Kitap Hakkında Bilgi :

Ali Şir Nevai’nin yazdığı, Muhakemetü'l Lügateyn kelime anlamıyla “İki dilin kıyaslanması” anlamına gelmektedir.

Muhakemetü'l Lügateyn, Orta Asya edebiyatının Çağatay sahasının en önemli temsilcisi tarafından yazıldı. Neredeyse tek başına koca bir Çağatayca döneminin klasik dönemini oluşturan Ali Şir Nevai, sadece şair değil dönemin siyasetçisi ve aydınıdır. Dile olan düşkünlüğü de daha çok dönemin baskın dili Farsçanın şiir diline hakim olması ve Türk şairlerinin Türkçeyi bırakıp Farsça şiirler yazmasıyla ortaya çıktı. Kendi dönemindeki şairlere bir ders vermek, onlara Türkçeyle yazmanın bir aşağılık duygusu yaratmadığını ifade etmek için Muhakemetü'l Lügateyn adlı eserini yazdı. Ali Şir Nevai’nin bu son eseridir. Ölümünden bir yıl önce yazmıştır. Elbette şimdiki gibi bir bilim adamı titizliğinde oluşturmamıştır. Muhakemetü'l Lügateyn, etimolojiden ya da şimdiki teknolojinin velinimetlerinden habersizce, Türkçenin kıymetinin bilinmesi için yazdığı bir eserdir.

Neden Farsça ile kıyaslama yapılıyor?

1441 yılında doğan Ali Şir Nevai, 15.yy döneminde yaşamış bir alim. Bu yüzyıl önemli çünkü artık Türklük ve Müslümanlık birlikte anılır hale gelmiştir bu dönemde. Karahanlı dönemindeki acemi Müslümanlar gitmiş, yerini Arapçaya hakim, Arap ve Fars edebiyatında bir ekol oluşturacak kadar iyi olan bir Türk – Müslüman olgusu almıştır. Tabii her zaman olduğu gibi bir din asla sadece din olguları ile gelmemiş, dil ve edebiyatıyla da Türk düşünce ve kültür hayatını şekillendirmeye başlamıştır. 15.yy bu karmaşanın daha doğrusu Türlük – Müslümanlık çatışmasında dil olarak Müslümanlık dili olan Arapçanın ve edebiyat dili olarak da Farsçanın galip geldiği bir dönemdir. Türkçe hem Anadolu sahasında Osmanlı ulemalarınca hem de Orta Asya’da Çağatay üdebalarınca geri plana itilmişti. Ali Şir Nevai, Farsçanın Türkçeye üstünlüğünden değil; herhangi bir dilin Türkçeye üstünlüğünden ve bir Türk’ün anadilinden başka bir dilde eser vermesinden yakınmaktaydı. Ama karşılaştırmayı sadece Farsça üzerinden yapmasının nedenleri vardı.

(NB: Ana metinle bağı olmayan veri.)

PR #78, opened 2019-06-11
Drop relay based spec for base GraphQL query structure with filter/offset/limit

abellotti:
Drop support for the relay based specification and implements the base GraphQL query structure.
- Adding support for the following on collections:
  - offset
  - limit
  - filter

- And the following on associations:
  - offset
  - limit

Example with topological inventory:

```
{
  container_groups(filter: { name: { starts_with: "sources"}}) {
    id
    name
    containers (offset: 90, limit: 30) {
      id
      name
      archived_at
    }
    tags (offset: 20, limit: 20) {
      id
      description
    }
  }
}
```

Example with sources:

```
{
  sources(offset: 10, limit: 10, filter: { name: "OpenShift"}) {
    id
    name
    endpoints {
      id
      scheme
      host
      port
      path
      authentications {
        id
        username
        status
      }
    }
  }
}
```

### DIFF
--- a/lib/manageiq/api/common/graphql.rb
+++ b/lib/manageiq/api/common/graphql.rb
@@ -3,6 +3,8 @@ require "graphql/batch"
 require "graphql/preload"
 
 require "manageiq/api/common/graphql/generator"
+require "manageiq/api/common/graphql/association_loader"
+require "manageiq/api/common/graphql/associated_records"
 
 require "manageiq/api/common/graphql/types/big_int"
 require "manageiq/api/common/graphql/types/date_time"
--- a/lib/manageiq/api/common/graphql.rb
+++ b/lib/manageiq/api/common/graphql.rb
@@ -86,11 +86,15 @@ module ManageIQ
           }
         end
 
-        def self.paginated_search(scope, args)
-          offset = (args[:offset] || 0).to_i.clamp(0, Float::INFINITY)
-          limit  = (args[:limit]  || 100).to_i.clamp(1, 1000)
+        def self.ordered_search(scope, _args)
+          scope.order(:id)
+        end
+
+        def self.paged_search(scope, args)
           scope  = scope.where(:id => args[:id]) if args[:id]
-          scope.order(:id).offset(offset).limit(limit).all
+          offset = (args[:offset] ||   0).to_i.clamp(0, Float::INFINITY)
+          limit  = (args[:limit]  || 100).to_i.clamp(1, 1000)
+          scope.offset(offset).limit(limit)
         end
 
         # Following code is auto-generated via rails generate graphql:install
--- a/lib/manageiq/api/common/graphql.rb
+++ b/lib/manageiq/api/common/graphql.rb
@@ -2,10 +2,9 @@ require "graphql"
 require "graphql/batch"
 require "graphql/preload"
 
-require "manageiq/api/common/graphql/generator"
 require "manageiq/api/common/graphql/association_loader"
 require "manageiq/api/common/graphql/associated_records"
-
+require "manageiq/api/common/graphql/generator"
 require "manageiq/api/common/graphql/types/big_int"
 require "manageiq/api/common/graphql/types/date_time"
 require "manageiq/api/common/graphql/types/query_filter"
--- a/lib/manageiq/api/common/graphql.rb
+++ b/lib/manageiq/api/common/graphql.rb
@@ -86,6 +86,13 @@ module ManageIQ
           }
         end
 
+        def self.paginated_search(scope, args)
+          offset = (args[:offset] || 0).to_i.clamp(0, Float::INFINITY)
+          limit  = (args[:limit]  || 100).to_i.clamp(1, 1000)
+          scope  = scope.where(:id => args[:id]) if args[:id]
+          scope.order(:id).offset(offset).limit(limit).all
+        end
+
         # Following code is auto-generated via rails generate graphql:install
         #
         # Handle form data, JSON body, or a blank value
--- a/lib/manageiq/api/common/graphql.rb
+++ b/lib/manageiq/api/common/graphql.rb
@@ -88,15 +88,9 @@ module ManageIQ
           }
         end
 
-        def self.ordered_search(scope, _args)
-          scope.order(:id)
-        end
-
-        def self.paged_search(scope, args)
-          scope  = scope.where(:id => args[:id]) if args[:id]
-          offset = (args[:offset] ||   0).to_i.clamp(0, Float::INFINITY)
-          limit  = (args[:limit]  || 100).to_i.clamp(1, 1000)
-          scope.offset(offset).limit(limit)
+        def self.search_options(scope, args)
+          scope = scope.where(:id => args[:id]) if args[:id]
+          scope
         end
 
         # Following code is auto-generated via rails generate graphql:install
--- a/lib/manageiq/api/common/graphql.rb
+++ b/lib/manageiq/api/common/graphql.rb
@@ -89,8 +89,7 @@ module ManageIQ
         end
 
         def self.search_options(scope, args)
-          scope = scope.where(:id => args[:id]) if args[:id]
-          scope
+          args[:id] ? scope.where(:id => args[:id]) : scope
         end
 
         # Following code is auto-generated via rails generate graphql:install
--- a/lib/manageiq/api/common/graphql/associated_records.rb
+++ b/lib/manageiq/api/common/graphql/associated_records.rb
@@ -26,12 +26,12 @@ module ManageIQ
 
           def filter_collection_by_options(options)
             res = @collection
+            if options[:where].present?
+              options[:where].each_pair { |k, v| res = res.select { |rec| rec[k].to_s == v.to_s } }
+            end
             if options[:order].present?
               order_by = options[:order].first
               res = res.sort_by { |rec| rec[order_by] }
-            end
-            if options[:where].present?
-              options[:where].each_pair { |k, v| res = res.select { |rec| rec[k].to_s == v.to_s } }
             end
             res = res.drop(options[:offset]) if options[:offset]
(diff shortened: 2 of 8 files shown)


abellotti:
wanted this out early, so we can start leveraging the new signature (without updating queries later from edge/node to this).

todo in follow-up PRs,
- N+1
- Paging metadata

lib/manageiq/api/common/graphql.rb
```diff
@@ -80,6 +80,17 @@ def self.openapi_graphql_description
           }
         end
 
+        def self.ordered_search(scope, _args)
+          scope.order(:id)
+        end
+
+        def self.paged_search(scope, args)
```
bdunne: Any way we can share some of this code? https://github.com/ManageIQ/manageiq-api-common/blob/master/lib/manageiq/api/common/paginated_response.rb#L7

abellotti: No problem, was able to update GraphQL to actually leverage that class by exposing a helper method in there to expose the updated search scope. https://github.com/ManageIQ/manageiq-api-common/pull/78/commits/e1fcac7aabe7f7adb2c56238c2bd64e2e08e870f

so we now get the default common order, offset and limit set by that class.

lib/manageiq/api/common/graphql.rb
```diff
@@ -80,6 +82,11 @@ def self.openapi_graphql_description
           }
         end
 
+        def self.search_options(scope, args)
+          scope = scope.where(:id => args[:id]) if args[:id]
+          scope
```
Fryguy: No need for the temporal storage...

```ruby
args[:id] ? scope.where(:id => args[:id]) : scope
```

lib/manageiq/api/common/graphql/association_loader.rb
```diff
@@ -0,0 +1,35 @@
...
+          def perform(records)
+            records.each { |record| fulfill(record, read_association(record)) }
+          end
+
+          private
+
+          def read_association(record)
+            recs = ::ManageIQ::API::Common::GraphQL::AssociatedRecords.new(record.public_send(association_name).to_a)
+            recs = ::ManageIQ::API::Common::GraphQL.search_options(recs, args)
+            ::ManageIQ::API::Common::PaginatedResponse.new(
```
Fryguy: Can you remove the ManageIQ::API::Common from these lines?  I think the const resolution should work without that, and it woud be less verbose.

lib/manageiq/api/common/graphql/association_loader.rb
```diff
@@ -0,0 +1,35 @@
...
+
+          def perform(records)
+            records.each { |record| fulfill(record, read_association(record)) }
+          end
+
+          private
+
+          def read_association(record)
+            recs = ::ManageIQ::API::Common::GraphQL::AssociatedRecords.new(record.public_send(association_name).to_a)
+            recs = ::ManageIQ::API::Common::GraphQL.search_options(recs, args)
```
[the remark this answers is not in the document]
abellotti: I was really hoping for it, but In all 3 prototypes, graphql-preload/graphql-batch with association loader, anytime the where was done in the DB, the N+1 creeped back with GraphQL.  

If we didn't have to do any scoping (offset/limit/filter), the graphql-preload worked fine and no N+1, as soon as add a cope, bam, N+1.  I've tried specifying the scope with ActiveRecord Preloader, but that only made sense for common scopes for all resource associations, i.e. give me enabled records, or always id sorted, etc.  But that failed flat when we needed to offset/limit per association. (let alone filter).

Also played with the graphql-batch by itself, but that too was problematic as soon as I added DB scoping, anyways, see https://github.com/Shopify/graphql-batch/issues/77 and more particularly the comment in https://github.com/Shopify/graphql-batch/issues/77#issuecomment-461599811.  This lead me to the 
solution at hand with graphql-batch with the query-relation gem. i.e. Preload associations for all, (graphql-preload eliminated the N+1 just fine), then do the offset/limit/filter/order/... in ruby.   If there is another way I didn't try, by all means, let's try it.

lib/manageiq/api/common/paginated_response.rb
```diff
@@ -19,6 +19,10 @@ def response
           }
         end
 
+        def search
```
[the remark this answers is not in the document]
abellotti: 👍  I can just make the records accessor method public and use that.

lib/manageiq/api/common/graphql/associated_records.rb
```diff
@@ -0,0 +1,43 @@
...
+            when :first then res.first
+            when :last  then res.last
+            when :all   then res
+            end
+          end
+
+          def filter_collection_by_options(options)
+            res = @collection
+            if options[:order].present?
+              options[:order].each { |attr| res = res.sort_by { |rec| rec[attr] } }
```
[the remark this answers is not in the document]
abellotti: 👍 with query-relations options order came in as an array, I'll just do a first and use that.

lib/manageiq/api/common/graphql/association_loader.rb
```diff
@@ -0,0 +1,35 @@
...
+          end
+
+          def perform(records)
+            records.each { |record| fulfill(record, read_association(record)) }
+          end
+
+          private
+
+          def read_association(record)
+            recs = ::ManageIQ::API::Common::GraphQL::AssociatedRecords.new(record.public_send(association_name).to_a)
```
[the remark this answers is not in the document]
abellotti: Apparently, the .to_a is not needed for query-relation to work. will be removing that.

lib/manageiq/api/common/graphql/associated_records.rb
```diff
@@ -0,0 +1,44 @@
...
+
+module ManageIQ
+  module API
+    module Common
+      module GraphQL
+        class AssociatedRecords
+          include Enumerable
+          include QueryRelation::Queryable
+
+          def initialize(collection = [])
```
bdunne: Is there a case where this would be called without a collection?

manageiq-api-common.gemspec
```diff
@@ -29,9 +29,10 @@ Gem::Specification.new do |spec|
   spec.add_runtime_dependency "more_core_extensions"
 
   # For ManageIQ::API::Common::GraphQL
-  spec.add_runtime_dependency "graphql",         "~> 1.7"
-  spec.add_runtime_dependency "graphql-batch",   "~> 0.3.8"
-  spec.add_runtime_dependency "graphql-preload", "~> 1.0"
+  spec.add_runtime_dependency "graphql",         "~> 1.9"
+  spec.add_runtime_dependency "graphql-batch",   "~> 0.4"
+  spec.add_runtime_dependency "graphql-preload", "~> 2.0.1"
```
bdunne: Do they follow semver?  If so I would prefer to use `~> 2.0` with an additional `>= 2.0.1` if that's important.

lib/manageiq/api/common/graphql/associated_records.rb
bdunne: Actually... Is there a case where this wouldn't be an `ActiveRecord::Associations::CollectionProxy`?  With that in mind, should the `filter_collection_by_options` below use the database methods rather than doing everything in ruby?

abellotti: the N+1 problem come back when I do that. 😞

lib/manageiq/api/common/graphql/generator.rb
```diff
@@ -60,7 +60,7 @@ def self.collection_field_resolvers(schema_overlay, collection)
           end
 
           def self.init_schema(request, schema_overlay = {})
-            api_version       = ::ManageIQ::API::Common::GraphQL.version(request)
+            api_version       = GraphQL.version(request)
```
bdunne: Is this now referencing `::GraphQL` in the `graphql` gem?  If so, can https://github.com/ManageIQ/manageiq-api-common/pull/78/files#diff-bb4277a3c7abc4a5d84ffa1c301b5048R16 be removed?  If not, I think we should be explicit to avoid constant problems.

abellotti: was our own version, had updated for readability, but no problem, going back to fully qualified. 👍

abellotti:
ping @Fryguy anything else needed here ?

Ali Şir Nevai, Muhakemetü'l Lügateyn eserinin başlangıcında dört büyük dilden bahseder. Hintçe, Türkçe, Arapça ve Farsça. Arapça, Allah kelamını taşıyan kutsal bir dildir; ayrıca Hz. Muhammed hadislerini de bu dille söylemiştir; bu yüzden Arapça herhangi bir dille kıyas kabul etmez. Türkçe, Farsça ve Hintçe için de bir hikayeden bahseder Ali Şir Nevai..

Ali Şir Nevai bu üç dili Hz. Nuh’un üç oğlu ile ilişkilendirir. Yafes Türkçeyi, Sam Farsçayı ve Ham ise Hintçeyi temsil eder. Ham, saygısız bir evlattır bu bakımdan Allah onun temsil ettiği kargacık burgacık bir hale getirip en zor anlaşılan dil yapmıştır. Bu bakımdan Türkçe ile Hintçenin yarıştırılamayacağı kanısına varıyor Ali Şir Nevai.

Nevai Farsça ile Türkçeyi kıyaslayacak yetkinlikte mi?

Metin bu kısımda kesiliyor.